A plausible mechanism for the VB1-catalyzed synthesis of 1,3-oxazine derivative ‘5a’ is depicted in Scheme 2. Mannich-type condensation of aniline with formaldehyde in the presence of VB1 gives imine 7, which was then attacked by the electron-rich centre of β-naphthol to form intermediate 8. Intermediate 8, via a second Mannich-type condensation with a second molecule of formaldehyde, gives intermediate 9, which through intramolecular cyclization afforded 1,3-oxazine derivative 5a.
3 Conclusion
In conclusion, we have developed an efficient and convenient method for the synthesis of a variety of 1,3-oxazine derivatives via a one-pot, three-component condensation of anilines, formaldehyde and α- or β- naphthol catalyzed by VB1 in aqueous medium. The use of a biodegradable catalyst in a universal solvent – water –, operational simplicity and mild reaction conditions make this method attractive for the synthesis of polysubstituted oxazine derivatives.
4 Experimental
4.1 General procedure for synthesis of 1,3-oxazine derivatives (5a–f, 6a–d)
A mixture of α-or β-naphthol (1 mmol), formaldehyde (3 mmol) and VB1 (10 mol%) in water (2 mL) was stirred at room temperature for an appropriable time (Table 3). After completion of the reaction (TLC), the product was extracted with ethyl acetate (2 × 5 mL). The organic layer was washed with brine and dried over anhydrous magnesium sulfate.

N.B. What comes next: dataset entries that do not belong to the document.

Issue #84, opened 2024-10-29
Write counting function to verify value set insertion during eRSD pull


bamader:
We've opted to pursue a strategy of not wrapping the eRSD pull and value set insertions in a transaction, since that would either be a) slow and painful at the concept/value set level, or b) monolithically unwieldy if the entire process were wrapped in a transaction. Instead, what we'll do for each value set we insert is to use a "sanity check" function to make sure that everything got inserted. Given a particular value set, this function will query the eRSD (or parse our pulled extract of it, either way works so long as it's the complete source-of-truth eRSD data) to determine how many concepts / pieces of data should have been inserted into the DB as part of adding this value set. It will also identify which concepts / pieces of data those are, e.g. by name or ID. With this list in hand, the function will query our database after the insert call has been performed to see how many concepts come back. If these numbers agree, and if the concepts are all the same in both cases, we consider the insertion a success and move on to the next valueset. If the numbers disagree or the data don't match, we flag the value set in question for a repeat pull / insert at the end of the DB creation process, reporting to the user that there were problems with it as we try to fix them. This repeat process is why we want the insert to replace entries on conflict, so that a value set that errors doesn't break this process by having multiple copies of the same concept after we attempt to pull it again.

PR #108, opened 2024-11-01
Vs insertion check

bamader:
# Sanity Check Value Set Insertion

## Summary

This PR introduces a function that verifies that a value set has been successfully inserted into our Postgres DB. Given a FHIR-formatted value set, the function checks that the value set itself has been inserted, all related concepts have been inserted, and all foreign key associations between the two are stored in the relevant tables. This PR also corrects a bug that was introduced when trying to add external IDs, namely that ValueSet IDs were having the version appended twice, which was causing cascading failures when inserting.

## Related Issue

The solvent was removed under reduced pressure to afford solid or viscous 1,3-oxazine derivatives in excellent yield.
4.2 Spectra data of the representative compounds
4.2.1 2-Phenyl-2,3-dihydro-1H-naphtho[1,2-e][1,3]oxazine (5a)
IR (KBr, cm−1): 1610, 1590, 1450, 1215, 1032; 1H-NMR (200 MHz, DMSO-d6): δ = 5.06 (s, 2H, Ar–CH2–N), 5.70 (s, 2H, N–CH2–O), 7.01–7.89 (m, 11H, Ar–H); MS (ESI): m/z 262 (M + 1).
4.2.2 3-Phenyl-3,4-dihydro-2H-naphtho[2,1-e][1,3]oxazine (6a)
IR (KBr, cm−1): 1605, 1585, 1208, 1025; 1H-NMR (200 MHz, DMSO-d6): δ = 4.88 (s, 2H, Ar–CH2–N–), 5.62 (s, 2H, N–CH2–O), 6.89–7.78 (m, 11H, Ar–H); MS (ESI): m/z 262 (M + 1).